* _Required action_:
Once every line below with "Upgrade" has been counted, state the total and nothing else.

**********

PR #93, opened 2018-07-24
Add metric for maximum size of cache

fsamuel-bs:
We use a Caffeine to cache all rows of a small view of our DB, since we have an endpoint which requires us to fetch such view regularly.

The size of the cache is also configurable in the configuration of the service. We're planning on adding alerts if the cache is close to being full (in order to evaluate if we can and should increase the cache). In order to add that alert, we need the metric of the maximum size that the cache was configured to use.

I could instrument this locally, on my service, but also think this might be useful in other services which have configurable caches thus I'm adding this here.

### DIFF
--- a/tritium-caffeine/src/main/java/com/palantir/tritium/metrics/caffeine/CaffeineCacheMetricSet.java
+++ b/tritium-caffeine/src/main/java/com/palantir/tritium/metrics/caffeine/CaffeineCacheMetricSet.java
@@ -95,6 +95,15 @@ final class CaffeineCacheMetricSet implements MetricSet {
                     }
                 });
 
+        cache.policy().eviction().ifPresent(eviction -> cacheMetrics.put(
+                cacheMetricName("maximum", "size"),
+                new CachedGauge<Long>(clock, 500, TimeUnit.MILLISECONDS) {
+                    @Override
+                    protected Long loadValue() {
+                        return eviction.getMaximum();
+                    }
+                }));
+
         cacheMetrics.put(cacheMetricName("request", "count"),
                 derivedGauge(CacheStats::requestCount));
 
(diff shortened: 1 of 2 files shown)


tritium-caffeine/src/main/java/com/palantir/tritium/metrics/caffeine/CaffeineCacheMetricSet.java
```diff
@@ -95,6 +95,15 @@ protected Long loadValue() {
...
                 });
 
+        cache.policy().eviction().ifPresent(eviction -> cacheMetrics.put(
+                cacheMetricName("maximum", "size"),
+                new CachedGauge<Long>(clock, 500, TimeUnit.MILLISECONDS) {
+                    @Override
+                    protected Long loadValue() {
+                        return eviction.getMaximum();
+                    }
+                }));
```
schlosna: do we want to report weighted size as well?

```
        cache.policy().eviction().ifPresent(eviction -> {
            eviction.weightedSize().ifPresent(weightedSize -> cacheMetrics.put(
                    cacheMetricName("weighted", "size"),
                    (Gauge<Long>) () -> weightedSize));
            cacheMetrics.put(
                    cacheMetricName("maximum", "size"),
                    new CachedGauge<Long>(clock, 500, TimeUnit.MILLISECONDS) {
                        @Override
                        protected Long loadValue() {
                            return eviction.getMaximum();
                        }
                    });
        });
```

schlosna (commented):
I pushed tweak to fixup unit tests

tritium-caffeine/src/main/java/com/palantir/tritium/metrics/caffeine/CaffeineCacheMetricSet.java
fsamuel-bs: I don't need it now, but imagined it could be useful in the future. Done.

schlosna (approved):

PR #94, opened 2018-07-24
Make publish depend on bintrayUpload

fsamuel-bs:


fsamuel-bs:
We used circle 1, and on the circle config we specified directly to `bintrayUpload`. Circle 2 runs `publish`, thus we need to set the dependency explicitly. Same as https://github.com/palantir/http-remoting-api/blob/develop/gradle/publish-jar.gradle#L27.

schlosna (approved):

PR #106, opened 2018-09-27
Upgrade Guava to 23.6.1-jre

schlosna:
[dev-break] Upgrade from minimum compatible Guava 18.0 to 23.6.1-jre

Upgrade gradle-baseline to 0.32.3


schlosna:
Closes #104

PR #134, opened 2018-10-24
Tracing handler cleans up trace state after creating a root span

carterkozak:
Otherwise multiple root spans will be created.


carterkozak:
recreated :-)

schlosna (approved):

PR #150, opened 2018-12-05
Atomic remove.

jkozlowski:


tritium-registry/src/main/java/com/palantir/tritium/metrics/registry/DefaultTaggedMetricRegistry.java
```diff
@@ -123,6 +123,12 @@ public void addMetrics(String safeTagName, String safeTagValue, TaggedMetricSet
         return Optional.ofNullable(taggedRegistries.remove(Maps.immutableEntry(safeTagName, safeTagValue)));
     }
 
+    @Override
+    public boolean removeMetrics(
+            String safeTagName, String safeTagValue, TaggedMetricSet metrics) {
+        return taggedRegistries.remove(Maps.immutableEntry(safeTagName, safeTagValue), metrics);
```
schlosna, line 129: Do we need to implement `equals`/`hashCode` on `TaggedMetricSet` impls?

jkozlowski: I don't think so, it's the same contract as Map#remove. The point is you provide the same instance to remove as to add, so it's up to you.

**********

* _Result_:
3